Work item
Retype word for word the lines of the data below, from the first to the one bearing "yep I agree", with that one included.

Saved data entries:
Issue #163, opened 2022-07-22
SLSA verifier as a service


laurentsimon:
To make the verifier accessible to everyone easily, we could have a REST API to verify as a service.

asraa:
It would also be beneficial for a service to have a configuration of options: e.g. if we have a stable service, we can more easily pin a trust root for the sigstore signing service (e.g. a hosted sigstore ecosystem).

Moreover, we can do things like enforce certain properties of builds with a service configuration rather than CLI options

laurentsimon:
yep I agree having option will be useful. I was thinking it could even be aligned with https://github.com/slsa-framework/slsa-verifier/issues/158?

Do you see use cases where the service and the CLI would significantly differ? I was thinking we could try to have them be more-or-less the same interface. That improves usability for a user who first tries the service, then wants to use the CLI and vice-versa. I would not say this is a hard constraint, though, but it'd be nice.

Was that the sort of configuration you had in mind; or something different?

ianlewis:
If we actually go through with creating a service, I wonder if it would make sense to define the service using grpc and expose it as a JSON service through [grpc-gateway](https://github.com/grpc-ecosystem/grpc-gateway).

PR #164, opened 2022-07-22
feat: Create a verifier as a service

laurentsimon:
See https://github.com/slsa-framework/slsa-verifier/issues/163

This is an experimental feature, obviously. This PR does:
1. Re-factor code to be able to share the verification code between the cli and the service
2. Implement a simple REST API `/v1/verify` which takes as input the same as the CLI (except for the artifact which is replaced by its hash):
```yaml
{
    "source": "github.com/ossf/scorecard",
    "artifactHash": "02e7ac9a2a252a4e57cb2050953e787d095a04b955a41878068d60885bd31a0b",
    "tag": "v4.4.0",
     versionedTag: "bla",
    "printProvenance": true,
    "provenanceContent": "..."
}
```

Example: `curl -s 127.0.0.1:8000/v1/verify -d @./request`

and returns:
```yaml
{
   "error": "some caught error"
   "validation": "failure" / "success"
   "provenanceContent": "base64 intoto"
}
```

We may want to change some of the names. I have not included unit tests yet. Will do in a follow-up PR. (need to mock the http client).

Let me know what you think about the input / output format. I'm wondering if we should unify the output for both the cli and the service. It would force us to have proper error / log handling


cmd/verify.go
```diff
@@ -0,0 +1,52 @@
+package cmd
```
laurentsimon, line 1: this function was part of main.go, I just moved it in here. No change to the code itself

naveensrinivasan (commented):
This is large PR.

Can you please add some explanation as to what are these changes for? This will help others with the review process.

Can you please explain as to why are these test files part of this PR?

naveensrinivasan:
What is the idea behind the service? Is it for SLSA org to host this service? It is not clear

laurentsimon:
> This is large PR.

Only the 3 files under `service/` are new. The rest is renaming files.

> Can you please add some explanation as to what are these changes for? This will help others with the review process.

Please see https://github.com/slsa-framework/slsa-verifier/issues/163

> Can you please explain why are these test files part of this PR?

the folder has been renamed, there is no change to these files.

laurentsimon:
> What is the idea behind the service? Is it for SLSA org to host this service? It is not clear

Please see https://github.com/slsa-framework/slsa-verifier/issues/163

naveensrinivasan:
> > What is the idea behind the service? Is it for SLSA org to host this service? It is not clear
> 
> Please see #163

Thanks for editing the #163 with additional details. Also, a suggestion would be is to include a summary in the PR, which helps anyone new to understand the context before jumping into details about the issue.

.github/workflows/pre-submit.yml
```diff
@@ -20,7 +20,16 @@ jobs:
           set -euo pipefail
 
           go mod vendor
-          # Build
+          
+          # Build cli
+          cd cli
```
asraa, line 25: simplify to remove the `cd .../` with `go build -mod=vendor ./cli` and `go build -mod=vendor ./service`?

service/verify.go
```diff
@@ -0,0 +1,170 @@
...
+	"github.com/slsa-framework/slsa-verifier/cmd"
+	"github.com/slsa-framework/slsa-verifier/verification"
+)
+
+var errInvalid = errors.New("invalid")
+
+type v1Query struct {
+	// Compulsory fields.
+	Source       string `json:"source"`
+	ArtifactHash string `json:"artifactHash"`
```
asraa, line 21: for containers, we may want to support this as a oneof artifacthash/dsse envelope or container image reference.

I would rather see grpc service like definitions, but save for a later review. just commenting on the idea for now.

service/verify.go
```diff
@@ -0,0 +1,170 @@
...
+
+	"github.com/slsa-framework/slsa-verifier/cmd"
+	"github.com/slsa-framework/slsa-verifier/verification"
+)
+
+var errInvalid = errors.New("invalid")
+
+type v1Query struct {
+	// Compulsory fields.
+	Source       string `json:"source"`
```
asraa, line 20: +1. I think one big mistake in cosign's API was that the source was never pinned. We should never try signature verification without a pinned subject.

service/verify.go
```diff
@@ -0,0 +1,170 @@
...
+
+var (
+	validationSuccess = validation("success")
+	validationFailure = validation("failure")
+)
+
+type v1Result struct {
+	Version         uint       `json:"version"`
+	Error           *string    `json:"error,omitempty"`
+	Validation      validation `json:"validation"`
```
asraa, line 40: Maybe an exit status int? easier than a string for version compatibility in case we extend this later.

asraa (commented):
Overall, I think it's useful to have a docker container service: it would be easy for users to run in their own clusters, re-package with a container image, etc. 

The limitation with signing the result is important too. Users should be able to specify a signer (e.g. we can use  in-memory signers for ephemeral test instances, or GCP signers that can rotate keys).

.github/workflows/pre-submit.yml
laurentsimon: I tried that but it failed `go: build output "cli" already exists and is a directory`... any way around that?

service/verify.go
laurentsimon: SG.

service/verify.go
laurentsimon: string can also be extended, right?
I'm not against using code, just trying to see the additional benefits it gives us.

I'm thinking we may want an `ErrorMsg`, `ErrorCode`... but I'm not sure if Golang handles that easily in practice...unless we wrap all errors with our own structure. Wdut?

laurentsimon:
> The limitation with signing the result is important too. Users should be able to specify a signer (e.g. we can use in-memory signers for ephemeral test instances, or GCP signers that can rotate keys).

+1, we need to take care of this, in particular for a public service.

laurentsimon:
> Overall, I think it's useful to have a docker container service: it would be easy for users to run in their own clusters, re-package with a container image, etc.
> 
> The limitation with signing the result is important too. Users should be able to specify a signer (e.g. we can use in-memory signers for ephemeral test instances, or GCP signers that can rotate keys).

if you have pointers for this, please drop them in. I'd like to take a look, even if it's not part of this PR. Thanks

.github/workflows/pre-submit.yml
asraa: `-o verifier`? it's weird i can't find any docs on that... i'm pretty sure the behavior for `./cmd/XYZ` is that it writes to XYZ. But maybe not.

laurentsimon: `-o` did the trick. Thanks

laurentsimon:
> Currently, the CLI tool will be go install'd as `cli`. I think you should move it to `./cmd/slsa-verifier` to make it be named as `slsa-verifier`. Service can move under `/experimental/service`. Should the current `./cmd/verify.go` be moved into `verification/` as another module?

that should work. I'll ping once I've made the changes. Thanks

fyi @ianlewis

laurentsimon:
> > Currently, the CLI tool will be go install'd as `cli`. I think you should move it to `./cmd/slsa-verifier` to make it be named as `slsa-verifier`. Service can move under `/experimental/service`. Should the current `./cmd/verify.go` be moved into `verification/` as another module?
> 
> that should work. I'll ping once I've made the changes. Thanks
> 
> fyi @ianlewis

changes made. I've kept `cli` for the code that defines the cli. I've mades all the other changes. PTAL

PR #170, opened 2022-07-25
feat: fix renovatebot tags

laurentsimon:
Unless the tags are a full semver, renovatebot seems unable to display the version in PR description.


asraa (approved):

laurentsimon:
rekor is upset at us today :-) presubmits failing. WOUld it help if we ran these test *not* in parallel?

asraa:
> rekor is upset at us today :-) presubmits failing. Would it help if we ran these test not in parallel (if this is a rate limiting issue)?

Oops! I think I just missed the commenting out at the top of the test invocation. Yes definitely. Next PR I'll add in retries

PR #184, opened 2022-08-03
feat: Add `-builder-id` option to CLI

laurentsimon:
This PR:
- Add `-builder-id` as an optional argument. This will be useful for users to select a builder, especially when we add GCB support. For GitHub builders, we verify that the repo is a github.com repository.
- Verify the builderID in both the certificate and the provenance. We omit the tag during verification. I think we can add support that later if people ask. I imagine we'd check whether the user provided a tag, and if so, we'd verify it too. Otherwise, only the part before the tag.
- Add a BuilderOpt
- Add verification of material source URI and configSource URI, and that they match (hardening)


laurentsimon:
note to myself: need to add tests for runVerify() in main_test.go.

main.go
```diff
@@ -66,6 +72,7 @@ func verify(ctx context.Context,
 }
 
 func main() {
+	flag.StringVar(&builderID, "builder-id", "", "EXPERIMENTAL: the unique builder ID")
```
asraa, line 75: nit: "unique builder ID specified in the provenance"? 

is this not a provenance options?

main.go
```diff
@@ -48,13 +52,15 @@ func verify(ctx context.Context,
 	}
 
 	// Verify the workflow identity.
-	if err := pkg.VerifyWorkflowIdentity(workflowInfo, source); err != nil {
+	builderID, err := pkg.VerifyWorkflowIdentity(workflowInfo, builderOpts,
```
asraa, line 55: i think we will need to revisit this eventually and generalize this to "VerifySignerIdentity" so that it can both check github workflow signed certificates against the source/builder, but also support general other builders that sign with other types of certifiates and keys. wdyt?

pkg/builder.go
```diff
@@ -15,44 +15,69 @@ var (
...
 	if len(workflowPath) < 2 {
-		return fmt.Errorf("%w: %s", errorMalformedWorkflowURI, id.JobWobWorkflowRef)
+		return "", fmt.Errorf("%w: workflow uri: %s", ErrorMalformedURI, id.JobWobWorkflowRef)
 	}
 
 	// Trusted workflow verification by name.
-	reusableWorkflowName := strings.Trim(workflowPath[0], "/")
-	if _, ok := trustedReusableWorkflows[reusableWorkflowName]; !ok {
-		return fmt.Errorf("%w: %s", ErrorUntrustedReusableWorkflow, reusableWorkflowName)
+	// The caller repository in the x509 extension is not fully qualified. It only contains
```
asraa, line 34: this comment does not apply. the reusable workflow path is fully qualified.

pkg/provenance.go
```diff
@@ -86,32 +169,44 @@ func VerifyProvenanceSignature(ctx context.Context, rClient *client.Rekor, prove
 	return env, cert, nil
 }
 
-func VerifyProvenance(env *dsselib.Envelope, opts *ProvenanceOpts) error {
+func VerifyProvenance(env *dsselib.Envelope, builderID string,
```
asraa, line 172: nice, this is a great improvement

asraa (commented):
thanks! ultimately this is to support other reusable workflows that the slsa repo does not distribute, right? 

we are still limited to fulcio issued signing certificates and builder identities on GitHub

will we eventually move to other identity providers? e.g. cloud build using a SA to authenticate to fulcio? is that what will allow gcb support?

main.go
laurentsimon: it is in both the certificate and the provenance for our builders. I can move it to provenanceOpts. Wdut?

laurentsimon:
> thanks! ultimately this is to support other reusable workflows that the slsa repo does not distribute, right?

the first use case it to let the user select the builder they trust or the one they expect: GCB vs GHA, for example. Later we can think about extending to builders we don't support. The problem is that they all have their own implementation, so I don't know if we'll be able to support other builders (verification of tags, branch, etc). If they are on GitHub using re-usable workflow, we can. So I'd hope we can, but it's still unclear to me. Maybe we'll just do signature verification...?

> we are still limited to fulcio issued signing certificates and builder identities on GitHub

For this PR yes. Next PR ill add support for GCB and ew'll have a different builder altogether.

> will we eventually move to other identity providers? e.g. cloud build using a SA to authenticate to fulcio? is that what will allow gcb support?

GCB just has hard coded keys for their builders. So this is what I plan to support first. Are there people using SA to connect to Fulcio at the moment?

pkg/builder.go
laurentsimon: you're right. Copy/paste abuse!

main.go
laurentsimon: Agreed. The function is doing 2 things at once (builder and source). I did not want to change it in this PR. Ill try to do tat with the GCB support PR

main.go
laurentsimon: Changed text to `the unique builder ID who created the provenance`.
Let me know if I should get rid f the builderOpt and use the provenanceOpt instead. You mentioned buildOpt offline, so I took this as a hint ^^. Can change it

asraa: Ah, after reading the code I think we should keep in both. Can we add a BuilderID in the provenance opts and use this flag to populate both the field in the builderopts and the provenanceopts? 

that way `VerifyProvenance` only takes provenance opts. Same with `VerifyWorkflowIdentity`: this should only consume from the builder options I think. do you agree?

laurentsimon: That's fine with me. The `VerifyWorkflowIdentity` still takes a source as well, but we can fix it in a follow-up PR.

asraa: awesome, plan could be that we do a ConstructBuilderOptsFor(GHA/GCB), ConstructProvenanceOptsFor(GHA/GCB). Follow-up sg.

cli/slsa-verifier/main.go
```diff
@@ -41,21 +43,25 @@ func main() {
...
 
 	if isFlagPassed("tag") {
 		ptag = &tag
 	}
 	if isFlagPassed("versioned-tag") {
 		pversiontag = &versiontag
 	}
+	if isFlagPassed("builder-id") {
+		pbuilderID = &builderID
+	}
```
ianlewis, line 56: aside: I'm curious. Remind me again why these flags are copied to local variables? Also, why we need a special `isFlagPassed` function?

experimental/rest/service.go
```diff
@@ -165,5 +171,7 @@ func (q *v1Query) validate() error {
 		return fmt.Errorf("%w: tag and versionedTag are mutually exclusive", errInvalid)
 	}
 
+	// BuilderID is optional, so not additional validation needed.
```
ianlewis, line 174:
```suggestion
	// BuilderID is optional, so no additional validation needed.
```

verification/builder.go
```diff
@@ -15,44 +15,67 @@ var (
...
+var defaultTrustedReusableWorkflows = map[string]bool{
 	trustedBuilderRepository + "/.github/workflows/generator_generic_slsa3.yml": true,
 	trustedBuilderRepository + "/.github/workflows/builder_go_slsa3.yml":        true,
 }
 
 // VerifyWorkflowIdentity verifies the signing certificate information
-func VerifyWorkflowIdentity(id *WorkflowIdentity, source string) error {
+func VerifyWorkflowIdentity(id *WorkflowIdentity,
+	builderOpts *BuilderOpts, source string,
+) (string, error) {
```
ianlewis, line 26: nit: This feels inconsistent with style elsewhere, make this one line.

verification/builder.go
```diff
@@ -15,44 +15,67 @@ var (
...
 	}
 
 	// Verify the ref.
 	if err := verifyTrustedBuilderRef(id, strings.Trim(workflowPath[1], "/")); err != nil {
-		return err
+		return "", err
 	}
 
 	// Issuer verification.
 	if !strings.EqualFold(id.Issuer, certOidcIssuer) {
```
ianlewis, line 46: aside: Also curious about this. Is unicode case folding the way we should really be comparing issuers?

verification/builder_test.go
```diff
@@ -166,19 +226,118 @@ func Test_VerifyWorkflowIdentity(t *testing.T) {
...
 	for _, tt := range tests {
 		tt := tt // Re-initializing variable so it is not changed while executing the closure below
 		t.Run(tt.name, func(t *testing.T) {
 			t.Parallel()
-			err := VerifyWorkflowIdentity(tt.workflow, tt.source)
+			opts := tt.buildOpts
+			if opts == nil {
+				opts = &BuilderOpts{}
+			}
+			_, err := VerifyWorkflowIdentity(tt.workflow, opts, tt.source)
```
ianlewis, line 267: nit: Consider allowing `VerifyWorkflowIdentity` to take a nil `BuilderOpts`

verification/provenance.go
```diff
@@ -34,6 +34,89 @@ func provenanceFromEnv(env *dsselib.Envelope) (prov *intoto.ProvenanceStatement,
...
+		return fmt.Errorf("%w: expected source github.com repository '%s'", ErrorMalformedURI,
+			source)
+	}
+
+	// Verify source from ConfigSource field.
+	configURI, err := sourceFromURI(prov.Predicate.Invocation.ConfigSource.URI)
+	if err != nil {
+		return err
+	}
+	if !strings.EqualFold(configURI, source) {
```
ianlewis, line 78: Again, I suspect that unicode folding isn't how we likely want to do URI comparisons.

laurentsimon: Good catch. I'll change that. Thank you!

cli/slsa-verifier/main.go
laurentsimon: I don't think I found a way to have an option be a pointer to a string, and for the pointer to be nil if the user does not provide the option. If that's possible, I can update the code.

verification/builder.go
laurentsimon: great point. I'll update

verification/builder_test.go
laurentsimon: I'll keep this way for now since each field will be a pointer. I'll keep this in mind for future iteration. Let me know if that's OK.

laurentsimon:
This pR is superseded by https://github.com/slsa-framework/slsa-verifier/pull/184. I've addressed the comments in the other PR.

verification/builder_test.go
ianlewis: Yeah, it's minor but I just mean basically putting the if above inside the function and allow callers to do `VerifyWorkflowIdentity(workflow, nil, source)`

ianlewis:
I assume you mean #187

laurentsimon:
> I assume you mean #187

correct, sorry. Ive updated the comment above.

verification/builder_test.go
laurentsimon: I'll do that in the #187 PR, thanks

Answer space
Issue #163, opened 2022-07-22
SLSA verifier as a service


laurentsimon:
To make the verifier accessible to everyone easily, we could have a REST API to verify as a service.

asraa:
It would also be beneficial for a service to have a configuration of options: e.g. if we have a stable service, we can more easily pin a trust root for the sigstore signing service (e.g. a hosted sigstore ecosystem).

Moreover, we can do things like enforce certain properties of builds with a service configuration rather than CLI options

laurentsimon:
yep I agree having option will be useful. I was thinking it could even be aligned with https://github.com/slsa-framework/slsa-verifier/issues/158?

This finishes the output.